For instance, the statement:
Teacher
teacher1 = new Teacher();
has two components:
- The RHS (new
Teacher()) creates the object in the
heap.
- The LHS (teacher1) is the reference variable pointing to the object.
Types
of Classes in C#
Classes in C# can be classified
based on their access modifiers or their nature (static or non-static).
Based
on Access Modifiers:
- Public Class:
Accessible from any project within the application.
- Internal Class:
Accessible only within the project where it is defined.
Based
on Nature:
- Static Class:
- Contains only static members (fields, properties, and
methods).
- Cannot be instantiated.
- Has a static constructor, which is parameterless and
initializes static members.
- Non-Static Class:
- Can have both static and non-static members.

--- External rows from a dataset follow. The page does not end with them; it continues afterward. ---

PR #1603, opened 2023-03-23
[core, react, vue]: Feature - Connect all previously connected wallets

Adamj1232:
### Description
Adds option to reconnect all previously connected wallets as an option.

Wallets will be reconnected in the order they were previously held within the array.

A new format is introduced within the PR for local storage saving of the wallet labels with an array of strings being used instead of a string. This will be the case regardless if the dev elects usage of `autoConnectAllPreviousWallet` or `autoConnectLastWallet`

```ts
type ConnectModalOptions = {
  ...
  /** 
   * If set to true, all previously connected wallets will store in 
   * local storage. Then on init, onboard will try to reconnect to 
   * each wallet with no modals displayed
   */
  autoConnectAllPreviousWallet?: boolean
}
```

### Checklist

### DIFF
--- a/packages/core/src/index.ts
+++ b/packages/core/src/index.ts
@@ -231,22 +231,28 @@ function init(options: InitOptions): OnboardAPI {
     connect &&
     (connect.autoConnectLastWallet || connect.autoConnectAllPreviousWallet)
   ) {
-    const lastConnectedWallets = JSON.parse(
-      getLocalStore(STORAGE_KEYS.LAST_CONNECTED_WALLET)
+    const lastConnectedWallets = getLocalStore(
+      STORAGE_KEYS.LAST_CONNECTED_WALLET
     )
-
-    // Handle for legacy single wallet approach
-    if (lastConnectedWallets && typeof lastConnectedWallets === 'string') {
-      API.connectWallet({
-        autoSelect: { label: lastConnectedWallets, disableModals: true }
-      })
-    }
-    if (
-      lastConnectedWallets &&
-      Array.isArray(lastConnectedWallets) &&
-      lastConnectedWallets.length
-    ) {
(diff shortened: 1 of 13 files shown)


packages/core/src/index.ts
```diff
@@ -227,20 +227,59 @@ function init(options: InitOptions): OnboardAPI {
...
 
-    lastConnectedWallet &&
+    // Handle for legacy single wallet approach
+    if (lastConnectedWallets && typeof lastConnectedWallets === 'string') {
       API.connectWallet({
-        autoSelect: { label: lastConnectedWallet, disableModals: true }
+        autoSelect: { label: lastConnectedWallets, disableModals: true }
       })
+    }
+    if (lastConnectedWallets && Array.isArray(lastConnectedWallets)) {
```
aaronbarnardsound, line 244:
```suggestion
    if (lastConnectedWallets && Array.isArray(lastConnectedWallets && lastConnectedWallets.length)) {
```

Do we need to ensure there are wallets in the array here?

aaronbarnardsound (approved):
Just one question around checking the list lenght

packages/core/src/index.ts
Adamj1232: Ahh good call! Added!!

Adamj1232:
> When switching to this branch with a previously connected wallet in the demo project, I got this error: Screenshot 2023-03-23 at 5 00 01 PM
> 
> I can only load the demo app after I clear my local storage and reload.
> 
> Once I refreshed the page- I was able to test and worked as expected- reconnecting all wallets I had connected.

Ahh yep, forgot to add a try block to one area, should be fixed now for backwards compatibility throughout. Thanks for catching that!!

PR #1611, opened 2023-03-28
update favicon on docs site

leightkt:
### Description
Update favicon on docs site

Screenshot 2023-03-28 at 12 04 33 PM

### DIFF
--- a/docs/src/app.html
+++ b/docs/src/app.html
@@ -2,7 +2,7 @@
 <html lang="en">
   <head>
     <meta charset="utf-8" />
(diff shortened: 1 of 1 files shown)


Adamj1232:
This does seem to fix the issue but I feel we are missing the sveltekit way for loading our favicon. The fact that we are getting a 404 on page load makes me think we are missing a config for static files. Maybe something [here](https://kit.svelte.dev/docs/configuration#files)?
If we choose this route should we remove the favicon within the project? cc @gesquinca

leightkt:
@Adamj1232 I was able to get it to load the existing favicon file by changing the path to `/favicon.png`

Adamj1232 (approved):
Nice!

PR #1690, opened 2023-05-09
Fix: Secondary Token Symbol fetch and docs

Adamj1232:
### Description
Updated api for `secondaryToken` by removing the token `name` attribute and instead fetch from the token contract for security measures and updated docs around this. Also, added a max length of 5 secondary tokens to validation along with amore error handling.

### Checklist


leightkt (approved):
Tested with USDC and DAI on the demo app

PR #1704, opened 2023-05-11
Feat: Private/custom rpc flow

Adamj1232:
### Description

This PR adds functionality to to Account Center expanded to  allow end users to update their RPC on mainnet.
If the user's primary wallet is on mainnet and `disableProtectedRpc` is not set to true within the w3o init the button will display to update their RPC. 
The RPC endpoint is configurable per chain obj (although this functionality is only enabled on mainnet) and will default to the BN protect RPC

There is also a localstorage set and get that adds a key after/if the user updates their RPC to the defined RPC so the btn will no longer be shown. We could update this to show a green shield in the future if protection is enabled.

```typescript
interface Chain {
  /** An optional protected RPC URL - Defaults to Blocknative's private and 
   * protected RPC to allow users to update the chain RPC within their wallet, 
   * specifically for private RPCs that protect user transactions
   */
  protectedRpcUrl?: string

  .....
}

type AccountCenter = {
  /**
   * false by default - This allows removal of the 
   * Enable Transaction Protection' button within the Account Center 
   * expanded when set to true
   * Can be set as a global for Account Center or per interface (desktop/mobile)
   */
  hideTransactionProtectionBtn?: boolean

  .....
}
```

Screenshot 2023-05-10 at 1 26 49 PM

### Checklist


packages/core/src/provider.ts
```diff
@@ -471,6 +471,31 @@ export function addNewChain(
   })
 }
 
+export function updateChainRPC(
+  provider: EIP1193Provider,
+  chain: Chain,
+  rpcUrl?: string
```
leightkt, line 477: should rpcUrl be required?

leightkt:
Button looks good and is working as expected!

packages/core/src/provider.ts
Adamj1232:
```suggestion
  rpcUrl: string
```

leightkt (approved):

packages/core/src/validation.ts
```diff
@@ -176,6 +176,7 @@ const accountCenter = Joi.object({
   position: commonPositions,
   expanded: Joi.boolean(),
   minimal: Joi.boolean(),
+  disableProtectedRpc: Joi.boolean(),
```
leightkt, line 179: I think you need to add disableProtectedRpc to accountCenterInitOptions too- I couldn't get it to initialize with disabledProtectedRpc: true otherwise

Adamj1232: Good catch! Forgot to commit those changes!

packages/core/src/index.ts
```diff
@@ -117,19 +122,22 @@ function init(options: InitOptions): OnboardAPI {
   if (typeof connect !== undefined) {
     updateConnectModal(connect)
   }
-
+  console.log(accountCenter)
```
leightkt, line 125:
```suggestion
```

leightkt (approved):
one console.log to remove- otherwise looking good and working as expected

aaronbarnardsound (approved):
Looks good! Just a small typo in there I think.

packages/core/src/views/connect/Index.svelte
```diff
@@ -343,6 +343,7 @@
     if (
       appChain &&
       !secondaryTokens &&
+      appChain &&
```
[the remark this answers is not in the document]
Adamj1232: Ahh good catch!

- Can be instantiated to create multiple distinct
objects.
- Can have multiple constructors, including
parameterized constructors.
Example
of a Static Class:
public
static class MathHelper
{
public static int Add(int a, int b)
{
return a + b;
}
}
Example
of a Non-Static Class:
public
class Calculator
{
public int Add(int a, int b)
{
return a + b;
}
}
Conclusion
C#'s object-oriented features, such
as classes and objects, provide a powerful way to model and solve real-world
problems. By defining classes with fields, properties, and methods, programmers
can encapsulate the data and behavior of business entities, making their
programs modular and easy to maintain.